По примеру художника, но рискуя куда меньше, идет автор этого эссе, пытаясь по эмбриону судить о будущем Шемякина.
Будущий Шемякин
Шемякин воздвиг себе памятник - вполне рукотворный. Он стоит у него в парке, а до того побывал на его выставках в Нью-Йорке, Москве, Санкт-Петербурге, в старинном замке Ледреборге, недалеко от Копенгагена, где, кстати, именитые гости не поверили хозяину герцогу Холстайну, что вот эта и другие скульптуы Шемякина сделаны их современником, а не далеким предком. Такова магия подлинного искусства. Вообще, ансамблевой скульптуре Шемякина тесно в музейных залах, они рвутся на просторы улиц, площадей, набережных, парков и кладбищ.
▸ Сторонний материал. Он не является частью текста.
PR #4073, opened 2022-10-13
Test that UTxO tables are updated correctly on era transitions

### LINKED ISSUE #4043: Cardano eras transitions tests
- [x] Write tests for all the Cardano transitions. 
    - [x] Byron to Shelley
    - [x] Shelley to Allegra
    - [x] Allegra to Mary
    - [x] Mary to Alonzo 
    - [x] Alonzo to Babbage
- [x] Add to the `AddingAnEra.md` document instructions to add a new era translation test when adding a new era.

If we can generate arbitrary ledger states of each Cardano era we can write property tests. Otherwise, we'll have to resort to unit tests.

# Byron to Shelley 
Ensure that *all the UTxO* is transferred from in-memory Byron state (which has no tables) to the ledger tables of the Shelley state. The result must consist only of insertions (which are present in the resulting diffs).

# Shelley to Allegra
Ensure that the *avvm* addresses appear as deletions in the resulting diffs.

# All remaining transitions
Ensure that the resulting diff is empty, which means no modification to the ledger tables will be made from one era to the next.

bartfrenk:
# Description

Test that UTxO tables are computed correctly on era transitions, for all era transitions.

Closes #4043.

# Checklist

- Branch
- Pull Request
    - [x] Self-reviewed the diff
      - What does this PR change?
    - [x] Reviewer requested

### DIFF
--- a/ouroboros-consensus-byron-test/src/Test/Consensus/Byron/Generators.hs
+++ b/ouroboros-consensus-byron-test/src/Test/Consensus/Byron/Generators.hs
@@ -1,14 +1,15 @@
-{-# LANGUAGE DataKinds          #-}
-{-# LANGUAGE FlexibleInstances  #-}
-{-# LANGUAGE GADTs              #-}
-{-# LANGUAGE StandaloneDeriving #-}
-{-# LANGUAGE TypeApplications   #-}
+{-# LANGUAGE DataKinds         #-}
+{-# LANGUAGE FlexibleInstances #-}
+{-# LANGUAGE GADTs             #-}
+{-# LANGUAGE NamedFieldPuns    #-}
 
 {-# OPTIONS_GHC -Wno-orphans #-}
 
 module Test.Consensus.Byron.Generators (
     RegularBlock (..)
   , epochSlots
+  , genByronLedgerConfig
+  , genByronLedgerState
   , k
   , protocolMagicId
   ) where
@@ -19,7 +20,9 @@ import qualified Data.Map.Strict as Map
 
 import           Cardano.Binary (fromCBOR, toCBOR)
 import           Cardano.Chain.Block (ABlockOrBoundary (..),
-                     ABlockOrBoundaryHdr (..))
+                     ABlockOrBoundaryHdr (..), ChainValidationState (..),
+                     cvsPreviousHash)
+
 import qualified Cardano.Chain.Block as CC.Block
 import qualified Cardano.Chain.Byron.API as API
 import           Cardano.Chain.Common (KeyHash)
@@ -27,6 +30,7 @@ import qualified Cardano.Chain.Delegation as CC.Del
 import qualified Cardano.Chain.Delegation.Validation.Activation as CC.Act
 import qualified Cardano.Chain.Delegation.Validation.Interface as CC.DI
 import qualified Cardano.Chain.Delegation.Validation.Scheduling as CC.Sched
+import           Cardano.Chain.Genesis as Byron
 import qualified Cardano.Chain.Genesis as CC.Genesis
 import           Cardano.Chain.Slotting (EpochNumber, EpochSlots (..),
                      SlotNumber)
@@ -36,6 +40,7 @@ import qualified Cardano.Chain.Update.Validation.Interface as CC.UPI
 import qualified Cardano.Chain.Update.Validation.Registration as CC.Reg
 import           Cardano.Crypto (ProtocolMagicId (..))
 import           Cardano.Crypto.Hashing (Hash)
+import           Cardano.Slotting.Slot (WithOrigin (..))
 
 import           Ouroboros.Consensus.Block
 import           Ouroboros.Consensus.Config.SecurityParam
@@ -55,6 +60,7 @@ import           Test.QuickCheck.Hedgehog (hedgehog)
 import qualified Test.Cardano.Chain.Block.Gen as CC
 import qualified Test.Cardano.Chain.Common.Gen as CC
 import qualified Test.Cardano.Chain.Delegation.Gen as CC
+import qualified Test.Cardano.Chain.Genesis.Gen as CC
 import qualified Test.Cardano.Chain.MempoolPayload.Gen as CC
 import qualified Test.Cardano.Chain.Slotting.Gen as CC
 import qualified Test.Cardano.Chain.UTxO.Gen as CC
@@ -271,6 +277,28 @@ instance Arbitrary ByronTransition where
 
 instance Arbitrary (LedgerState ByronBlock EmptyMK) where
   arbitrary = ByronLedgerState <$> arbitrary <*> arbitrary <*> arbitrary
+
+-- | Generator for a Byron ledger state in which the tip of the ledger given by
+-- `byronLedgerTipBlockNo` matches that derived from the `ChainValidationState` in
+-- `byronLedgerState`.
+genByronLedgerState :: Gen (LedgerState ByronBlock EmptyMK)
+genByronLedgerState = do
+  chainValidationState <- arbitrary
+  ledgerTransition <- arbitrary
+  ledgerTipBlockNo <- genLedgerTipBlockNo chainValidationState
+  pure $ ByronLedgerState {
+      byronLedgerTipBlockNo = ledgerTipBlockNo
+    , byronLedgerState = chainValidationState
+    , byronLedgerTransition = ledgerTransition
+    }
+  where
+    genLedgerTipBlockNo ChainValidationState { cvsPreviousHash } =
+      case cvsPreviousHash of
+        Left _  -> pure Origin
+        Right _ -> At <$> arbitrary
+
+genByronLedgerConfig :: Gen Byron.Config
+genByronLedgerConfig = hedgehog $ CC.genConfig protocolMagicId
 
 instance Arbitrary (TipInfoIsEBB ByronBlock) where
   arbitrary = TipInfoIsEBB <$> arbitrary <*> elements [IsEBB, IsNotEBB]
--- a/ouroboros-consensus-byron-test/src/Test/Consensus/Byron/Generators.hs
+++ b/ouroboros-consensus-byron-test/src/Test/Consensus/Byron/Generators.hs
@@ -30,7 +30,7 @@ import qualified Cardano.Chain.Delegation as CC.Del
 import qualified Cardano.Chain.Delegation.Validation.Activation as CC.Act
 import qualified Cardano.Chain.Delegation.Validation.Interface as CC.DI
 import qualified Cardano.Chain.Delegation.Validation.Scheduling as CC.Sched
-import           Cardano.Chain.Genesis as Byron
+import qualified Cardano.Chain.Genesis as Byron
 import qualified Cardano.Chain.Genesis as CC.Genesis
 import           Cardano.Chain.Slotting (EpochNumber, EpochSlots (..),
                      SlotNumber)
@@ -288,7 +288,7 @@ genByronLedgerState = do
   ledgerTipBlockNo <- genLedgerTipBlockNo chainValidationState
   pure $ ByronLedgerState {
       byronLedgerTipBlockNo = ledgerTipBlockNo
-    , byronLedgerState = chainValidationState
+    , byronLedgerState      = chainValidationState
     , byronLedgerTransition = ledgerTransition
     }
   where
--- a/ouroboros-consensus-byron-test/src/Test/Consensus/Byron/Generators.hs
+++ b/ouroboros-consensus-byron-test/src/Test/Consensus/Byron/Generators.hs
@@ -279,8 +279,8 @@ instance Arbitrary (LedgerState ByronBlock EmptyMK) where
   arbitrary = ByronLedgerState <$> arbitrary <*> arbitrary <*> arbitrary
 
 -- | Generator for a Byron ledger state in which the tip of the ledger given by
--- `byronLedgerTipBlockNo` matches that derived from the `ChainValidationState` in
--- `byronLedgerState`.
+-- `byronLedgerTipBlockNo` is consistent with the chain validation state, i.e., if there is no
+-- previous block, the ledger tip wil be `Origin`.
 genByronLedgerState :: Gen (LedgerState ByronBlock EmptyMK)
 genByronLedgerState = do
   chainValidationState <- arbitrary
--- a/ouroboros-consensus-cardano-test/test/Test/Consensus/Cardano/Translation.hs
+++ b/ouroboros-consensus-cardano-test/test/Test/Consensus/Cardano/Translation.hs
@@ -26,6 +26,7 @@ import           Cardano.Slotting.Slot (EpochNo (..))
 
 import qualified Cardano.Chain.Block as Byron
 import qualified Cardano.Chain.UTxO as Byron
+
 import           Cardano.Ledger.Alonzo ()
 import           Cardano.Ledger.Alonzo.Genesis (AlonzoGenesis (..))
 import           Cardano.Ledger.Alonzo.Scripts (CostModels (..), ExUnits (..),
@@ -39,8 +40,9 @@ import           Cardano.Ledger.Shelley.API
                      ShelleyGenesisStaking (..), TxIn (..),
                      translateCompactTxOutByronToShelley,
                      translateTxIdByronToShelley)
+import           Cardano.Ledger.Shelley.LedgerState hiding (LedgerState)
 import           Cardano.Ledger.Shelley.PParams (emptyPParams)
-import           Cardano.Ledger.Shelley.UTxO
+import           Cardano.Ledger.Shelley.UTxO (UTxO (..))
 
 import           Ouroboros.Consensus.BlockchainTime.WallClock.Types
                      (slotLengthFromSec)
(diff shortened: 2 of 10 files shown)


ouroboros-consensus-byron-test/src/Test/Consensus/Byron/Generators.hs
```diff
@@ -272,6 +278,28 @@ instance Arbitrary ByronTransition where
 instance Arbitrary (LedgerState ByronBlock EmptyMK) where
   arbitrary = ByronLedgerState <$> arbitrary <*> arbitrary <*> arbitrary
 
+-- | Generator for a Byron ledger state in which the tip of the ledger given by
+-- `byronLedgerTipBlockNo` matches that derived from the `ChainValidationState` in
```
dnadales, line 282: We should explain what *matches* means here. Maybe something like: 

> block number of the ledger tip is consistent with the chain validation state, this is, if there is no previous block, then the ledger tip will be origin

ouroboros-consensus-byron-test/src/Test/Consensus/Byron/Generators.hs
```diff
@@ -272,6 +278,28 @@ instance Arbitrary ByronTransition where
...
+-- `byronLedgerState`.
+genByronLedgerState :: Gen (LedgerState ByronBlock EmptyMK)
```
dnadales, line 284: While it makes sense that the tip block number matches the chain state, I wonder if we should generate ledger states in which this is not the case. Don't we want to test our system under these circumstances?

ouroboros-consensus-cardano-test/test/Test/Consensus/Cardano/Translation.hs
```diff
@@ -0,0 +1,226 @@
...
+  ) where
+
+import qualified Data.ListMap as ListMap
+import           Data.Map.Strict (Map)
+import qualified Data.Map.Strict as Map
+import           Test.QuickCheck
+import           Test.Tasty
+import           Test.Tasty.QuickCheck
+
+import qualified Cardano.Chain.Block as Byron
```
dnadales, line 18: Just to check: does this group of imports correspond to `cardano-ledger`?

ouroboros-consensus-cardano-test/test/Test/Consensus/Cardano/Translation.hs
```diff
@@ -0,0 +1,226 @@
...
+import           Test.Consensus.Cardano.MockCrypto (MockCryptoCompatByron)
+import           Test.Consensus.Shelley.Generators ()
+import           Test.Consensus.Shelley.MockCrypto
+import           Test.Util.Time (dawnOfTime)
+
+import qualified Cardano.Ledger.Block as Core
+import qualified Cardano.Ledger.Core as Core
+import qualified Cardano.Ledger.Era as Core
+
+type Crypto = MockCryptoCompatByron
```
dnadales, line 69: I wonder if we should remove this level of indirection.

ouroboros-consensus-cardano-test/test/Test/Consensus/Cardano/Translation.hs
```diff
@@ -0,0 +1,226 @@
...
+type Era    = ShelleyEra Crypto
+type Proto  = TPraos Crypto
+
+data TestSetup = TestSetup {
```
dnadales, line 73: Are we going to have one test setup per-each era transition?

ouroboros-consensus-cardano-test/test/Test/Consensus/Cardano/Translation.hs
```diff
@@ -0,0 +1,226 @@
...
+    TestSetup <$> genByronLedgerConfig
+              <*> pure fixedShelleyLedgerConfig
+              <*> genByronLedgerState
+
+tests :: TestTree
+tests = testGroup "ByronToShelley" [
+    testProperty "test" prop_byronUtxosMatchThoseInShelleyTable
+  ]
+
+prop_byronUtxosMatchThoseInShelleyTable :: TestSetup -> Property
```
dnadales, line 95: I wonder if we should comment the background of this test: why do we need it?

ouroboros-consensus-cardano-test/test/Test/Consensus/Cardano/Translation.hs
```diff
@@ -0,0 +1,226 @@
...
+prop_byronUtxosMatchThoseInShelleyTable TestSetup {..} =
```
dnadales, line 96: Should we avoid wildcards, so that it is clearer where each identified is declared?

ouroboros-consensus-cardano-test/test/Test/Consensus/Cardano/Translation.hs
```diff
@@ -0,0 +1,226 @@
...
+
+fixedShelleyLedgerConfig :: Core.TranslationContext era ~ ()
+                         => ShelleyLedgerConfig era
+fixedShelleyLedgerConfig = mkShelleyLedgerConfig
+      shelleyGenesis
+      ()
+      (fixedEpochInfo (sgEpochLength shelleyGenesis) tpraosSlotLength)
+      (MaxMajorProtVer 1000)
+
+shelleyGenesis :: ShelleyGenesis era
```
dnadales, line 206: If we use a fixed Shelley genesis we should justify why. I think in this case the justification might be that we are interested in the initial UTxO set, which is not affected by the genesis config. But we need to confirm this.

ouroboros-consensus-cardano-test/test/Test/Consensus/Cardano/Translation.hs
```diff
@@ -0,0 +1,226 @@
...
+  -> LedgerState (ShelleyBlock Proto (ShelleyEra Crypto)) EmptyMK
+  -> LedgerState (ShelleyBlock Proto (AllegraEra Crypto)) DiffMK
+translateLedgerStateShelleyToAllegra shelleyConfig allegraConfig epochNo shelleyLedgerState =
+  let translateLedgerState = shelleyToAllegraTranslateLedgerState shelleyConfig allegraConfig
+  in translateLedgerStateWith translateLedgerState epochNo shelleyLedgerState
+
+genShelleyLedgerState :: CanMock proto era => Gen (LedgerState (ShelleyBlock proto era) EmptyMK)
+genShelleyLedgerState = arbitrary
+
+run :: IO ()
```
dnadales, line 169: Is this temporary?

ouroboros-consensus-cardano-test/test/Test/Consensus/Cardano/Translation.hs
```diff
@@ -0,0 +1,226 @@
...
+
+tests :: TestTree
+tests = testGroup "ByronToShelley" [
+    testProperty "test" prop_byronUtxosMatchThoseInShelleyTable
+  ]
+
+prop_byronUtxosMatchThoseInShelleyTable :: TestSetup -> Property
+prop_byronUtxosMatchThoseInShelleyTable TestSetup {..} =
+  let
+    epochNo = EpochNo 10
```
dnadales, line 98: What is the effect of the epoch number in this property, and/or in the ledger state translation?

ouroboros-consensus-cardano-test/test/Test/Consensus/Cardano/Translation.hs
```diff
@@ -0,0 +1,226 @@
...
+    gen :: Gen (LedgerState (ShelleyBlock Proto (AllegraEra Crypto)) DiffMK)
+    gen = do
+      let shelleyC = fixedShelleyLedgerConfig
+      let allegraC = fixedShelleyLedgerConfig
+      state <- genShelleyLedgerState
+      pure $ translateLedgerStateShelleyToAllegra shelleyC allegraC epochNo state
+    epochNo :: EpochNo
+    epochNo = EpochNo 10
+
+translateToShelleyLedgerState
```
dnadales, line 181: What about?

```suggestion
translateByronToShelleyLedgerState
```

ouroboros-consensus-cardano-test/test/Test/Consensus/Cardano/Translation.hs
```diff
@@ -0,0 +1,226 @@
...
+  :: LedgerConfig ByronBlock
+  -> LedgerConfig (ShelleyBlock Proto Era)
+  -> EpochNo
+  -> LedgerState ByronBlock EmptyMK
+  -> LedgerState (ShelleyBlock Proto Era) DiffMK
+translateToShelleyLedgerState byronConfig shelleyConfig epochNo byronLedgerState =
```
dnadales, line 187: Would it make sense to make these definitions local to their use site?

dnadales (commented):
Looks good so far.

ouroboros-consensus-cardano-test/test/Test/Consensus/Cardano/Translation.hs
bartfrenk: Yes

ouroboros-consensus-cardano-test/test/Test/Consensus/Cardano/Translation.hs
bartfrenk: I think it is unnecessary indirection, but it reduces noise in type signatures. I am impartial to this one.

ouroboros-consensus-cardano-test/test/Test/Consensus/Cardano/Translation.hs
bartfrenk: I have checked the imports, although from the style guide is not completely clear to me how to order imports (I'd prefer it to be simpler, but that is another discussion).

ouroboros-consensus-byron-test/src/Test/Consensus/Byron/Generators.hs
bartfrenk: The translation then fails; my assumption that "invalid" ledger states are only due to programming errors, in which case I don't think we should test the behaviour, but that assumption might be wrong.

ouroboros-consensus-cardano-test/test/Test/Consensus/Cardano/Translation.hs
dnadales: I'd prefer skipping the extra level of indirection, but that's subjective. @Jasagredo preferences?

ouroboros-consensus-byron-test/src/Test/Consensus/Byron/Generators.hs
```diff
@@ -272,6 +278,28 @@ instance Arbitrary ByronTransition where
...
+genByronLedgerState = do
+  chainValidationState <- arbitrary
+  ledgerTransition <- arbitrary
+  ledgerTipBlockNo <- genLedgerTipBlockNo chainValidationState
+  pure $ ByronLedgerState {
+      byronLedgerTipBlockNo = ledgerTipBlockNo
```
dnadales, line 290: I think we try to align this in other parts of the code base.

ouroboros-consensus-cardano-test/test/Test/Consensus/Cardano/Translation.hs
dnadales: So do they correspond to `cardano-ledger`? :smile: To put it differently, why do we have this group of imports. My assumption was that you grouped the import in this way because they all belong to the same package. I'm not objecting to this grouping ;)

ouroboros-consensus-cardano-test/test/Test/Consensus/Cardano/Translation.hs
```diff
@@ -0,0 +1,320 @@
...
+import           Ouroboros.Consensus.Byron.Ledger (ByronBlock, byronLedgerState)
+
+import           Ouroboros.Consensus.Shelley.Eras
+import           Ouroboros.Consensus.Shelley.HFEras ()
+import           Ouroboros.Consensus.Shelley.Ledger (ShelleyBlock,
+                     ShelleyLedgerConfig, mkShelleyLedgerConfig,
+                     shelleyLedgerState, shelleyLedgerTables, shelleyUTxOTable)
+import           Ouroboros.Consensus.Shelley.Ledger.SupportsProtocol ()
+
+-- TODO: Not sure where to put these
```
dnadales, line 74: I think they're ok here. @Jasagredo ?

ouroboros-consensus-cardano-test/test/Test/Consensus/Cardano/Translation.hs
```diff
@@ -0,0 +1,320 @@
...
+
+-- Definitions to make the signatures a bit less unwieldy
+type Crypto = MockCryptoCompatByron
+type Proto  = TPraos Crypto
+
+tests :: TestTree
+tests = testGroup "UpdateTablesOnEraTransition" $ toTestTrees predicates tls
+  where
+    tls = translateLedgerState hardForkEraTranslation
+    predicates :: InPairs TranslationPredicate (CardanoEras Crypto)
```
dnadales, line 93: Why not define a `[TestTree]` directly? Is `toTestTrees` necessary?

ouroboros-consensus-cardano-test/test/Test/Consensus/Cardano/Translation.hs
```diff
@@ -0,0 +1,320 @@
...
+  , tsDestLedgerConfig :: LedgerConfig dest
+  , tsSrcLedgerState   :: LedgerState src EmptyMK
+  , tsEpochNo          :: EpochNo
+}
+
+deriving instance ( Show (LedgerConfig src)
+                  , Show (LedgerConfig dest)
+                  , Show (LedgerState src EmptyMK)) => Show (TestSetup src dest)
+
+-- todo: Useful to merge some of these instances?
```
dnadales, line 232: I don't see how we could merge the Byron to Shelley instances. I'm not sure about the others. Do you know what prevents us from defining a:

```haskell 
instance Arbitrary (TestSetup (ShelleyBlock p era0) (ShelleyBlock p era1))
```

ouroboros-consensus-cardano-test/test/Test/Consensus/Cardano/Translation.hs
```diff
@@ -0,0 +1,320 @@
...
+-- transitions does not depend on the configurations of any of the ledgers involved..
+-- TODO: Check this
+fixedShelleyLedgerConfig :: Core.TranslationContext era -> ShelleyLedgerConfig era
+fixedShelleyLedgerConfig translationContext = mkShelleyLedgerConfig
+      shelleyGenesis
+      translationContext
+      (fixedEpochInfo (sgEpochLength shelleyGenesis) (slotLengthFromSec 2))
+      (MaxMajorProtVer 1000)
+  where
+    shelleyGenesis = ShelleyGenesis {
```
dnadales, line 286: We should align these.

ouroboros-consensus/src/Ouroboros/Consensus/Util.hs
```diff
@@ -346,6 +350,10 @@ allDisjoint = go Set.empty
     go _   []       = True
     go acc (xs:xss) = Set.disjoint acc xs && go (Set.union acc xs) xss
 
+-- | Map over keys and values
```
dnadales, line 353: Why is this called a `dimap` and not a `bimap`? My guess: `dimap` does not satisfy the bifunctor laws (I haven't checked).

dnadales (approved):

dnadales:
I forgot to add these remaining tasks:

- [ ] Add to the AddingAnEra.md document instructions to add a new era translation test when adding a new era.
- [ ] Use quickcheck's [`cover`](https://www.stackage.org/haddock/lts-19.29/QuickCheck-2.14.2/Test-QuickCheck.html#v:cover) to check that we're testing important cases.

ouroboros-consensus-cardano-test/test/Test/Consensus/Cardano/Translation.hs
```diff
@@ -0,0 +1,320 @@
...
+}
+
+toTestTrees
+  :: (AllPairs TestSetup Arbitrary xs, AllPairs TestSetup Show xs)
+  => InPairs TranslationPredicate xs
+  -> InPairs (RequiringBoth WrapLedgerConfig TranslateLedgerState) xs
+  -> [TestTree]
+toTestTrees predicates translations = mkTestTrees $ zipInPairs predicates translations
+  where
+    fn
```
Jasagredo, line 177: I would avoid naming this `fn` because we are heavily into `generics-sop` in these hard fork tests and there is actually a function named like that in SOP: https://hackage.haskell.org/package/generics-sop-0.5.1.2/docs/Generics-SOP.html#v:fn

ouroboros-consensus-cardano-test/test/Test/Consensus/Cardano/Translation.hs
bartfrenk: I agree with both, but I also tend to read files as @Jasagredo. So just to close the discussion I am keeping it as it is.

ouroboros-consensus-cardano-test/test/Test/Consensus/Cardano/Translation.hs
bartfrenk: I have no preference. The prefixes in this case make it clear.

ouroboros-consensus-cardano-test/test/Test/Consensus/Cardano/Translation.hs
bartfrenk: Well, I couldn't do it.

ouroboros-consensus/src/Ouroboros/Consensus/Util.hs
bartfrenk: It is a profunctor I think, in the sense that it contravariant in the first argument, covariant in the latter. The profunctor map in https://hackage.haskell.org/package/profunctors-5.6.2/docs/Data-Profunctor.html is called `dimap`.

ouroboros-consensus/src/Ouroboros/Consensus/HardFork/Combinator/Util/InPairs.hs
```diff
@@ -120,3 +123,15 @@ requiringBoth = flip go
     go :: InPairs (RequiringBoth h f) xs -> NP h xs -> InPairs f xs
     go PNil         _              = PNil
     go (PCons f fs) (x :* y :* zs) = PCons (provideBoth f x y) (go fs (y :* zs))
+
+{-------------------------------------------------------------------------------
+  Constraints
+-------------------------------------------------------------------------------}
+
+type family AllPairs
```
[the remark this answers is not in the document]
bartfrenk: This is adapted from Maguire's Thinking with types. I can kind-of see how to do it with classes, but I like the terseness of this definition, and I think, but do not know, the class-one will be more convoluted.

ouroboros-consensus-cardano-test/test/Test/Consensus/Cardano/Translation.hs
bartfrenk: To define the properties I need to have access to the appropriate `TranslateEra x y` values. I chose the direction of zipping the predicates with what is loosely, `InPairs TranslateEra (CardanoEras c)`.

dnadales:
We should also test with empty UTxO, shouldn't we? 

```text
      +++ OK, passed 100 tests (100% UTxO set is not empty).
```

It seems we aren't at the moment.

Мне почему-то жаль, что не Шемякину был заказан надгробный памятник Владимиру Высоцкому, с которым его связывала дружба и чей четырехтомник с иллюстрациями и альбом пластинок он выпустил на свои деньги. А не для кладбища ли предназначил он свой конный автопортрет? Продавать его Шемякин, во всяком случае, отказывается наотрез. Как плотник загодя мастерит себе гроб, так и Шемякин заранее соорудил этот великолепный надгробный памятник.